PR #397, opened 2023-02-01
Use `go env GOARCH` instead of `uname -i`

A-Hilaly:
Since `-i` flag is not supported for the `uname` binary published in the
darwin operating systems, we're switching to `go env GOARCH` to keep the
script working on both linux and darwin OSs.


jljaco (approved):

RedbackThomson:
Ok yes love this
/lgtm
- - - - -
**DIRECTIONS**. Once you have counted the lines of the material that include "darwin", give only that number.

**TASK RESULT**. 2